Task directions:
A faithful copy is needed. Set down all of the data below exactly.

(Saved data entries)
◇ ◇ ◇ ◇

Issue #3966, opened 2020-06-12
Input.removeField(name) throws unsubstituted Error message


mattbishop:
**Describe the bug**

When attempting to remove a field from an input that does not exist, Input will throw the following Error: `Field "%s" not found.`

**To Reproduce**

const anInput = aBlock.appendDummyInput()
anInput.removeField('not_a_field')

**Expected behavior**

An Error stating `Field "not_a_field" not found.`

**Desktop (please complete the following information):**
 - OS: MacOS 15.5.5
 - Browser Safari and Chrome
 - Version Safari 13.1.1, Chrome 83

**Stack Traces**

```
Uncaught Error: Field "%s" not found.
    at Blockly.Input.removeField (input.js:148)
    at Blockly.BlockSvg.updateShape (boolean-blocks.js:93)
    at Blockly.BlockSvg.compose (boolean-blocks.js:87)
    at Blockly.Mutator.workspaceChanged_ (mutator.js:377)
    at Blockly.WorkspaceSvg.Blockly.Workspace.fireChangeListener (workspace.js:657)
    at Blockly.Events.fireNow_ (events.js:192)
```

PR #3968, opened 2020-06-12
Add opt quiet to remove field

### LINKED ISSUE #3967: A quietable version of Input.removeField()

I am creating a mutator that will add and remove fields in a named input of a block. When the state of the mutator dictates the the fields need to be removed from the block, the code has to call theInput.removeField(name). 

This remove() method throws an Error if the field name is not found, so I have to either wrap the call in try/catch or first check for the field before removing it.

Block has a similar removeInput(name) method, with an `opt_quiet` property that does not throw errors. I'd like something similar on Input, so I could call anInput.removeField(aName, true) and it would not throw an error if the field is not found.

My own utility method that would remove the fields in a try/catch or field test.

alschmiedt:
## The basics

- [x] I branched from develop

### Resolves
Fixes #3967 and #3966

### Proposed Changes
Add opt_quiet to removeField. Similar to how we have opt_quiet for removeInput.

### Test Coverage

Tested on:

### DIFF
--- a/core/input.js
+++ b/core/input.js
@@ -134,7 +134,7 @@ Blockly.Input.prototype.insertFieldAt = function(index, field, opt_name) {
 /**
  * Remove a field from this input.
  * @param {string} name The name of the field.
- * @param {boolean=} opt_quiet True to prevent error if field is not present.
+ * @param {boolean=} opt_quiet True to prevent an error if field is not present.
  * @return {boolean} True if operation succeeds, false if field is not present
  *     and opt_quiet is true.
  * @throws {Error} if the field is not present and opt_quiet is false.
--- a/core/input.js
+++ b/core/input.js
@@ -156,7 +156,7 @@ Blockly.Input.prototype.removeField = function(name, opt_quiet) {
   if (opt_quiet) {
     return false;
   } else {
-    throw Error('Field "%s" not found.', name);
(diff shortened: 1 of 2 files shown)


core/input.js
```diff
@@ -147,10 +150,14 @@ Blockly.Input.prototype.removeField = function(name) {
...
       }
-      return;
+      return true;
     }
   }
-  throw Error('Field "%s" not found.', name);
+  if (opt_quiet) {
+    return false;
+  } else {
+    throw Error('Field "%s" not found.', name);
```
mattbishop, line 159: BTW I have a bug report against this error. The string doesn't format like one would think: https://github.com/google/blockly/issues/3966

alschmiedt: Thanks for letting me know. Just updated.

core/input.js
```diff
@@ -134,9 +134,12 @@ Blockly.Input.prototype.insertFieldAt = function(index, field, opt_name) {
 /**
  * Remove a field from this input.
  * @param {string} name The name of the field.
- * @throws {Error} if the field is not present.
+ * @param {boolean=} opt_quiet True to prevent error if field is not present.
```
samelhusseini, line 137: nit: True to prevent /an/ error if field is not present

◇ ◇ ◇ ◇

Response:
Issue #3966, opened 2020-06-12
Input.removeField(name) throws unsubstituted Error message


mattbishop:
**Describe the bug**

When attempting to remove a field from an input that does not exist, Input will throw the following Error: `Field "%s" not found.`

**To Reproduce**

const anInput = aBlock.appendDummyInput()
anInput.removeField('not_a_field')

**Expected behavior**

An Error stating `Field "not_a_field" not found.`

**Desktop (please complete the following information):**
 - OS: MacOS 15.5.5
 - Browser Safari and Chrome
 - Version Safari 13.1.1, Chrome 83

**Stack Traces**

```
Uncaught Error: Field "%s" not found.
    at Blockly.Input.removeField (input.js:148)
    at Blockly.BlockSvg.updateShape (boolean-blocks.js:93)
    at Blockly.BlockSvg.compose (boolean-blocks.js:87)
    at Blockly.Mutator.workspaceChanged_ (mutator.js:377)
    at Blockly.WorkspaceSvg.Blockly.Workspace.fireChangeListener (workspace.js:657)
    at Blockly.Events.fireNow_ (events.js:192)
```

PR #3968, opened 2020-06-12
Add opt quiet to remove field

### LINKED ISSUE #3967: A quietable version of Input.removeField()

I am creating a mutator that will add and remove fields in a named input of a block. When the state of the mutator dictates the the fields need to be removed from the block, the code has to call theInput.removeField(name). 

This remove() method throws an Error if the field name is not found, so I have to either wrap the call in try/catch or first check for the field before removing it.

Block has a similar removeInput(name) method, with an `opt_quiet` property that does not throw errors. I'd like something similar on Input, so I could call anInput.removeField(aName, true) and it would not throw an error if the field is not found.

My own utility method that would remove the fields in a try/catch or field test.

alschmiedt:
## The basics

- [x] I branched from develop

### Resolves
Fixes #3967 and #3966

### Proposed Changes
Add opt_quiet to removeField. Similar to how we have opt_quiet for removeInput.

### Test Coverage

Tested on:

### DIFF
--- a/core/input.js
+++ b/core/input.js
@@ -134,7 +134,7 @@ Blockly.Input.prototype.insertFieldAt = function(index, field, opt_name) {
 /**
  * Remove a field from this input.
  * @param {string} name The name of the field.
- * @param {boolean=} opt_quiet True to prevent error if field is not present.
+ * @param {boolean=} opt_quiet True to prevent an error if field is not present.
  * @return {boolean} True if operation succeeds, false if field is not present
  *     and opt_quiet is true.
  * @throws {Error} if the field is not present and opt_quiet is false.
--- a/core/input.js
+++ b/core/input.js
@@ -156,7 +156,7 @@ Blockly.Input.prototype.removeField = function(name, opt_quiet) {
   if (opt_quiet) {
     return false;
   } else {
-    throw Error('Field "%s" not found.', name);
(diff shortened: 1 of 2 files shown)


core/input.js
```diff
@@ -147,10 +150,14 @@ Blockly.Input.prototype.removeField = function(name) {
...
       }
-      return;
+      return true;
     }
   }
-  throw Error('Field "%s" not found.', name);
+  if (opt_quiet) {
+    return false;
+  } else {
+    throw Error('Field "%s" not found.', name);
```
mattbishop, line 159: BTW I have a bug report against this error. The string doesn't format like one would think: https://github.com/google/blockly/issues/3966

alschmiedt: Thanks for letting me know. Just updated.

core/input.js
```diff
@@ -134,9 +134,12 @@ Blockly.Input.prototype.insertFieldAt = function(index, field, opt_name) {
 /**
  * Remove a field from this input.
  * @param {string} name The name of the field.
- * @throws {Error} if the field is not present.
+ * @param {boolean=} opt_quiet True to prevent error if field is not present.
```
samelhusseini, line 137: nit: True to prevent /an/ error if field is not present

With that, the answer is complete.